As shown in Fig. 2,4,1, server includes receiver module and correction verification module, and receiver module is used to receive uploading module
The data slot of biography, the integrality and request repeat that correction verification module is used for verification data fragment does not upload successful file, school
Module is tested to be additionally operable to for data slot to be reassembled as data file, write-in storage;After files passe terminates, supercomputing cluster root
Fulfiled assignment according to the data in storage.
In addition, client may also include network detection module, network monitoring module combination management module and uploading module, base
In the transmitting mode of connectionless network protocol, be pushed to for the connection status of client and server by network detection module
Transmission module;Uploading module carries out the transmission of data in the case of confirming that network connection is reliable.In present invention contrast legacy system
Mode is uploaded using the ftp file based on TCP, big file transfer rate is substantially increased.Improve supercomputing task system
Operational efficiency.
According to above-mentioned data uploading method and uploading system, the present invention can be implemented as follows.
(1) the file fragmentation size set according to host-host protocol, and the value is set as the threshold value of file fragmentation, will be greater than
The file of the threshold value carries out burst, and file fragmentation is numbered.
(2) in the multiple transmission threads of client terminal start-up, file is transmitted.
(3) set up in service end and receive window, carry out file reception, the file for burst enters according to the numbering of file
Style of writing part integrity verification, for the file fragmentation not received, sends to client and retransmits request.
(4) received complete big file in window is carried out the restructuring of file.
(5) whether it has been transmitted according to listed files checking file synchronous in service end and client, if not
Complete, sent to client and retransmit request.
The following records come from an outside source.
PR #9004, opened 2024-12-04
[Workspace] fix: Fix workspace page hanging with none collaborators for non dashboard admin

raintygao:
### Description

Fix workspace page hanging with none collaborators for non dashboard admin

Previously the permission field of a workspace with none collaborators is undefined, which will pass the workspace permission wrapper and cause page hanging. Actually this field could be an empty ACL object as workspace type object should always have this field.

## Screenshot

image
Before

image
After

## Testing the changes

1. Use OSD admin to create a workspace then delete all collaborators.
2. Use non OSD admin visit this workspace, then the page will not be hanging and throw error.

## Changelog

- fix: Fix workspace page hanging with none collaborators for non dashboard admin

### Check List

- [ ] All tests pass
  - [ ] `yarn test:jest`


src/plugins/workspace/public/components/workspace_form/utils.ts
```diff
@@ -37,6 +37,13 @@ export const isValidFormTextInput = (input?: string) => {
   return typeof input === 'string' && regex.test(input);
 };
 
+export const EMPTY_PERMISSIONS = {
+  library_read: {},
+  library_write: {},
+  read: {},
+  write: {},
+};
+
```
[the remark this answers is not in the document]
raintygao: Sure. Its type is `SavedObjectPermissions`, have updated.

d-rowe (approved):

wanglam (approved):
LGTM

src/plugins/workspace/public/components/workspace_form/utils.ts
```diff
@@ -104,7 +111,8 @@ export const convertPermissionSettingsToPermissions = (
   permissionItems: WorkspacePermissionSetting[] | undefined
 ) => {
   if (!permissionItems || permissionItems.length === 0) {
-    return undefined;
+    // Workspace object should always have permissions, set it as an empty object here instead of undefined.
+    return EMPTY_PERMISSIONS;
   }
```
Hailong-am, line 116: does it has any impact when permission control is turned off?

raintygao: I supposed it may not as this is a specific object for workspace object.

Hailong-am: when permission control is off, permission field will not initialized and add to kibana index, i am not sure it will cause any issue when try to save a object with empty permission, we can have a test

raintygao: This means the value of permission field will not be consistent between permission is on/off, right? So it seems updating client wrapper will be a better solution?

yubonluo (approved):

Hailong-am (approved):

SuZhou-Joe (approved):

PR #9011, opened 2024-12-05
[Discover Test] TestID-69: Filtering, Test Suite: Filter actions in table field

ArgusLi:
### Description

Adds a cypress test for the Discover Page.

This PR completes the "Filter actions in table field" test suite in TestID-69: Filtering.  There is still the "Filter actions in expanded table" Test Suite to complete for that ticket.

## Changelog
- skip

### Check List

- [x] All tests pass
  - [x] `yarn test:jest`


cypress/integration/core_opensearch_dashboards/filter_for_value_spec.js
```diff
@@ -0,0 +1,59 @@
...
+  beforeEach(() => {
+    cy.localLogin(Cypress.env('username'), Cypress.env('password'));
+    miscUtils.visitPage('app/data-explorer/discover');
+    cy.getNewSearchButton().click();
+  });
+  describe('filter actions in table field', () => {
+    describe('index pattern dataset', () => {
+      // filter actions should exist for DQL
+      it('DQL', () => {
+        cy.selectIndexPatternDataset('DQL');
```
d-rowe, line 20: Thanks for fully utilizing utils here across this test file.

cypress.config.ts
```diff
@@ -27,8 +27,9 @@ module.exports = defineConfig({
   },
   e2e: {
     baseUrl: 'http://localhost:5601',
+    supportFile: 'cypress/support/e2e.{js,jsx,ts,tsx}',
     specPattern: 'cypress/integration/**/*_spec.{js,jsx,ts,tsx}',
-    testIsolation: false,
+    testIsolation: true,
```
d-rowe, line 32: As a part of the Cypress I saw a couple existing tests that are not written in an isolated manner, which caused failures when I enabled this initially.

If all our tests pass with isolation on now, that's great! Let's just check the cypress tests on this PR when they run to verify that there are no new failures due to this enablement

cypress/support/e2e.js
```diff
@@ -3,4 +3,14 @@
...
+import '../utils/dashboards/data_explorer/commands.js';
+
+// Alternatively you can use CommonJS syntax:
+// require('./commands')
+
+// eslint-disable-next-line no-unused-vars
+Cypress.on('uncaught:exception', (_err) => {
+  // returning false here prevents Cypress from failing the test
+  return false;
+});
```
d-rowe, line 16: Makes sense, there are some uncaught errors that we do want to gracefully ignore. That being said, I feel there are times when bubbling up an uncaught exception would be really useful. For example, if a page fails to render it'd be nice to see the exception in the runner rather than having to run locally and dig for it.

Can we be a bit more selective here and only swallow the error you were seeing needed to be handled gracefully?

Ex.
```
const resizeObserverLoopErr = /^[^(ResizeObserver loop limit exceeded)]/;
Cypress.on('uncaught:exception', (err) => {
  /* returning false here prevents Cypress from failing the test */
  if (resizeObserverLoopErr.test(err.message)) {
    return false;
  }
});
```

cypress.config.ts
ArgusLi: I don't think that the other tests are running, I will revert the testIsolation to false and change my test to reflect the lack of test isolation.

cypress/support/e2e.js
ArgusLi: Sounds good. I added this as I was getting a specific navigation error. Keeping the ignore selective makes a lot of sense to me.

cypress.config.ts
ArgusLi: Addressed in newest commit.

ArgusLi:
Superseded by #9119

PR #9027, opened 2024-12-10
[Discover Test] TestID-69: Filtering. Add data-test-subj tags.

ArgusLi:
### Description

Adds data-test-subj tags required for TESTID-69.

(6) file transmission is completed, is returned to client and is completed response.
In the present invention, unless otherwise clearly defined and limited, term " installation ", " connected ", " connection ", " fixation " etc.
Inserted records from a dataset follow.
PR #9074, opened 2024-12-18
refactor some query-enhancement utility functions, add some missing typings

angle943:
### Description

Refactors/additions for Cypress Query Enhancements

- update the custom command `waitForLoader` to take optional arg `isEnhancement: boolean`
- remove the `cy.wait()` within `waitForLoader` to speed up the command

Term should be interpreted broadly, for example, it may be fixedly connected, or be detachably connected, or integrally;Can be that machinery connects
Connect, or electrically connect;Can be joined directly together, it is also possible to be indirectly connected to by intermediary, can be in two elements
The connection in portion or two interaction relationships of element, unless otherwise clearly restriction.For one of ordinary skill in the art
For, can as the case may be understand above-mentioned term concrete meaning in the present invention.
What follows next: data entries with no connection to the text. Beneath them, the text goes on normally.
PR #9079, opened 2024-12-19
chore: use relative paths in cypress

d-rowe:
### Description
This change is to remove absolute urls in cypress utilities in favor of relative paths. Since these paths are different for each environment, we want to be able to use dynamic base urls to unify the consumption across environments.

## Changelog
- chore: use relative paths in cypress utilities

### Check List

- [ ] All tests pass
  - [ ] `yarn test:jest`


angle943 (approved):

angle943:
LGTM

wanglam (approved):
LGTM!

ananzh (approved):
LGTM

sejli (approved):

cypress/utils/commands.js
```diff
@@ -104,9 +104,7 @@ Cypress.Commands.add('bulkUploadDocs', (fixturePath, index) => {
 
 Cypress.Commands.add('importSavedObjects', (fixturePath, overwrite = true) => {
   const sendImportRequest = (ndjson) => {
-    const url = `${Cypress.config().baseUrl}/api/saved_objects/_import?${
```
kavilla, line 107: does this work everytime?  for example if the base path is defined for example `_dashboards` for the app is the API also defined `_dashboards` if i remember correctly i think the base path is not added to APIs

d-rowe: For now, the net result should be the same given Cypress implicitly prefixes the url with the basePath already ([ref](https://docs.cypress.io/app/core-concepts/best-practices#Setting-a-Global-baseUrl)). Let me know if I'm missing something here though.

In the description of this specification, reference term " one embodiment ", " some embodiments ", " the present embodiment ", " specific
The description of example " or " some examples " etc. mean to combine the specific features that the embodiment or example describe, structure, material or
Feature is contained at least one embodiment of the invention or example.In this manual, to the schematic representation of above-mentioned term
Necessarily it is directed to identical embodiment or example.And, the specific features of description, structure, material or feature can be
Combined in an appropriate manner in any one or more embodiments or example.Additionally, in the case of not conflicting, this area
Technical staff can be carried out the feature of the different embodiments or example described in this specification and different embodiments or example
With reference to and combination.
Presently preferred embodiments of the present invention is these are only, is not intended to limit the invention, it is all in substance of the present invention
On any modification, equivalent and the simple modifications made etc., should be included within the scope of the present invention.